I started with one GPU no distributed and I could only train with

image size= 112 (half of 224)

batch_size = about 60 (half of what I have)

but now I want to train with 224 and bs 125 and I can’t be possible that I can’t run that with 8 gpus.

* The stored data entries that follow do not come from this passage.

PR #6201, opened 2025-01-28
Enable 0 workers replicaSpec for pytorchjob

punkerpunker:

Currently, PyTorchJob allows not to specify Worker in case only one worker (Master) is needed for the job. Current functionality of the plugin doesn't allow to do so, however, in some cases we still want to achieve a Master-only PyTorchJob.

Made a change so `pytorch` plugin is no longer complains about a 0-replica worker, but instead - if replicas=0 is passed, plugin just doesn't render it. 

I understand this isn't a best design for the moment, but that is a least-invasive approach to achieve it without changing e.g `pyflyte` validation behavior (if e.g we accept that worker=None could be passed to the PyTorch `task_config`.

I have another server with two Tesla V100 with 32GB each one and actually is running right now. It is weird because I specified batch size to be 125 and the epoch shows 200

python -m torch.distributed.launch --nproc_per_node=2 main_amp_cifar10.py -a resnet50 --b 125 --workers 4 --opt-level O3 ./

Epoch: [2][33/200] Time 0.048 (0.050) Speed 5225.336 (5015.339) Loss 0.8833006620 (0.9562) Prec@1 69.200 (66.533) Prec@5 96.800 (96.921)
Epoch: [2][34/200] Time 0.048 (0.050) Speed 5227.816 (5021.342) Loss 0.8718330264 (0.9537) Prec@1 67.600 (66.565) Prec@5 99.600 (97.000)
Epoch: [2][35/200] Time 0.048 (0.050) Speed 5216.194 (5026.707) Loss 1.0144102573 (0.9555) Prec@1 66.000 (66.549) Prec@5 97.200 (97.006)
Epoch: [2][36/200] Time 0.048 (0.050) Speed 5222.039 (5031.935) Loss 0.9020771980 (0.9540) Prec@1 70.400 (66.656) Prec@5 96.400 (96.989)
Epoch: [2][37/200] Time 0.048 (0.050) Speed 5231.011 (5037.116) Loss 0.9450572729 (0.9537) Prec@1 65.600 (66.627) Prec@5 95.200 (96.941)
Epoch: [2][38/200] Time 0.048 (0.050) Speed 5232.084 (5042.061) Loss 1.0129337311 (0.9553) Prec@1 63.200 (66.537) Prec@5 97.200 (96.947)
Epoch: [2][39/200] Time 0.048 (0.050) Speed 5223.324 (5046.551) Loss 0.9215689898 (0.9544) Prec@1 66.400 (66.533) Prec@5 98.000 (96.974)
Epoch: [2][40/200] Time 0.048 (0.049) Speed 5218.380 (5050.709) Loss 1.0108802319 (0.9559) Prec@1 64.400 (66.480) Prec@5 96.000 (96.950)
Epoch: [2][41/200] Time 0.048 (0.049) Speed 5181.661 (5053.824) Loss 0.9646931887 (0.9561) Prec@1 65.200 (66.449) Prec@5 96.400 (96.937)
Epoch: [2][42/200] Time 0.048 (0.049) Speed 5183.026 (5056.825) Loss 0.8261133432 (0.9530) Prec@1 70.000 (66.533) Prec@5 96.800 (96.933)

So, in conclusion

it doesn’t run with 8 GTX 1080 Ti 12gb

It runs with two Tesla V100-PCIE 32gb

Lornatang · February 4, 2020, 4:30am

Hi, I happen to be using the Efficient model, so let me answer that question
I’ll tell you a rule for computing video memory.

efficientnet-b0 parms is 5.3M.
For details, please see https://github.com/Lornatang/EfficientNet/blob/master/README.md

Tanya_Boone · February 5, 2020, 10:15pm

Thanks…that’s why I was using 8 gpus but still I wasn’t able to run it.